Joseph Mastropaolo wrote:
>
> John,
>
> Your argument is with the Encyclopaedia Britannica, not me. The text
> was their text, not mine. If you object, present your case to them and,
> if you can, make them change it.
>
> Please do not speak for everyone else. Speak for yourself.
>
> ãSpontaneous generation, in biology, is the theory, now disproved, that
> living organisms sometimes arise from nonliving matter. It is sometimes
> referred to as abiogenesis, as opposed to biogenesis, the now
> established fact living organisms arise only from the reproduction of
> previously existing organisms.ä This is the Encyclopaedia Britannicaâs
> entry under Spontaneous Generation.
>
> "I subscribe to abiogenesis (spontaneous generation)," as defined above,
> was the statement.
>
> I shall take you off the affirmative list and put you on the negative
> list.
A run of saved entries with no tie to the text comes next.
Issue #175, opened 2017-08-24
[$20] - Submit and Register disable button color is not correct


sdgun:
Steps to Reproduce
-----------------------------------------------------------------

- Open the URL

- Login as a valid user

- Go to /challenges/30058529

- Check the Submit and Register disable buttons

Actual Result(s)
-----------------------------------------------------------------
- Button color is BLUE

Expected Result(s)
-----------------------------------------------------------------
- Button color must Gray

Environment
-----------------------------------------------------------------
- **Device(s):** Laptop
- **Operating System:** Windows 7 64bit
- **Browser(s):** Chrome 60.0.3112.101 (Official Build) (64-bit)

Image/Video/JS Log/Console Log (If not attached here, Please check the comments section) 
-----------------------------------------------------------------

sdgun:
![3](https://user-images.githubusercontent.com/4592712/29668023-4f752d36-88fc-11e7-8513-d870aea38c66.jpg)

sdgun:
![3 0](https://user-images.githubusercontent.com/4592712/29668289-40857bfe-88fd-11e7-8c87-d7328cd03f7a.jpg)

birdofpreyru:
I accept it (1 point), as it is indeed different from design specs.
Though, @vic-topcoder wanna double check with you, should we make it gray or leave pale blue? Originally, it was done pale blue, because we took track-dependent color accents too seriously, so design / dev / datasci pages had these buttons blue / green / orange when active, and pale versions of these colors when disabled.

vic-topcoder:
Correct: From original design point the cases are:

- Not registered - all buttons but Register are disabled (gray style by default).
- Registered - can unregister (danger button), and primary Submit
- Submitted - can unregister (danger), Submit and Manage submissions (primary)

The latest styles in https://github.com/appirio-tech/tc-ui/blob/feature/connectv2/src/styles/_buttons.scss take care of all those states - reuse the styling please.

birdofpreyru:
### Expected Fix
Ok, should be fixed according to Vic's comment above. Though, rather than adding those styles he mentioned directly to button elements, be sure just to modify themes of standard buttons in `/src/shared/components/buttons` so that the result matches the specs

birdofpreyru:
@vic-topcoder Wanna double-check once more. In the challenge details style specs these two pages actually contradict each other:
[...]

PR #302, opened 2017-08-25
Issue #175

shubhendusaurabh:
fixed #175 styles for default button

### DIFF
--- a/src/shared/components/buttons/default.scss
+++ b/src/shared/components/buttons/default.scss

Please correct if that was not what you meant in your last
> message.
>
> Joseph Mastropaolo

Joe, do you think this little semantic shell game is fooling anyone? As
has been explained to you, abiogenesis and spontaneous generation are
two distinct ideas. The disctinction has been explained to you, but
rather than responding to the substance of that distinction, you just
keep saying, "That's what the encyclopedia says". If the encycolopedia
brittanica says that abiogenesis and spontaneous generation are the same
thing, then the encyclopedia brittanica is wrong, plain and simple. At
this point, one can only assume that the reason you continue to conflate
the two is that you are either A) incredibly dense; B) dishonest; or C)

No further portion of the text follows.